═══ DATA SUPPLIED ═══
Issue #4153, opened 2019-08-01
[Parent Issue]: Add e2e Tests


eloyekunle:
##### What would you like to be added
With the addition of the [Cypress](https://cypress.io) test framework in #4002, we can add e2e tests for some of the features that we currently have.

##### Why is this needed
To improve the quality and stability of the project.

smohtadi:
Hi, is this issue still open? I would like to work on this.

eloyekunle:
@smohtadi Yes it is still open. We want to have e2e tests for more components of the dashboard, so this is a parent issue to track this feature.

PR #4161, opened 2019-08-03
CRD - e2e Tests

eloyekunle:
This PR adds e2e tests for CRDs using Cypress.

- [x] CRD List
- [x] CRD Details Page
- [x] CRD Object Details Page
- [x] Update `apiextensions` from `v1beta1` to `v1` 

Ref: #4153

### DIFF
--- a/cypress/integration/crd.spec.js
+++ b/cypress/integration/crd.spec.js
@@ -142,8 +142,13 @@ describe('Custom Resource Definitions', () => {
 
     cy.wait('@deleteObject');
 
-    // browser goes to the crd list page on deletion
-    cy.url().should('include', '/#/customresourcedefinition?namespace=default');
+    cy.go('back'); // to crd detail
+
+    cy.get('kd-crd-object-list').within(() => {
+      cy.get('#zero-state').should('be.visible');
+    });
+
+    cy.go('back'); // to crd list
   });
 
   it('delete crd', () => {
--- a/cypress/integration/crd.spec.js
═══
§ WHAT THIS TASK INVOLVES: Once more, set down the full listing, verbatim.

§ SOLUTION FOR THIS TASK:
Issue #4153, opened 2019-08-01
[Parent Issue]: Add e2e Tests


eloyekunle:
##### What would you like to be added
With the addition of the [Cypress](https://cypress.io) test framework in #4002, we can add e2e tests for some of the features that we currently have.

##### Why is this needed
To improve the quality and stability of the project.

smohtadi:
Hi, is this issue still open? I would like to work on this.

eloyekunle:
@smohtadi Yes it is still open. We want to have e2e tests for more components of the dashboard, so this is a parent issue to track this feature.

PR #4161, opened 2019-08-03
CRD - e2e Tests

eloyekunle:
This PR adds e2e tests for CRDs using Cypress.

- [x] CRD List
- [x] CRD Details Page
- [x] CRD Object Details Page
- [x] Update `apiextensions` from `v1beta1` to `v1` 

Ref: #4153

### DIFF
--- a/cypress/integration/crd.spec.js
+++ b/cypress/integration/crd.spec.js
@@ -142,8 +142,13 @@ describe('Custom Resource Definitions', () => {
 
     cy.wait('@deleteObject');
 
-    // browser goes to the crd list page on deletion
-    cy.url().should('include', '/#/customresourcedefinition?namespace=default');
+    cy.go('back'); // to crd detail
+
+    cy.get('kd-crd-object-list').within(() => {
+      cy.get('#zero-state').should('be.visible');
+    });
+
+    cy.go('back'); // to crd list
   });
 
   it('delete crd', () => {
--- a/cypress/integration/crd.spec.js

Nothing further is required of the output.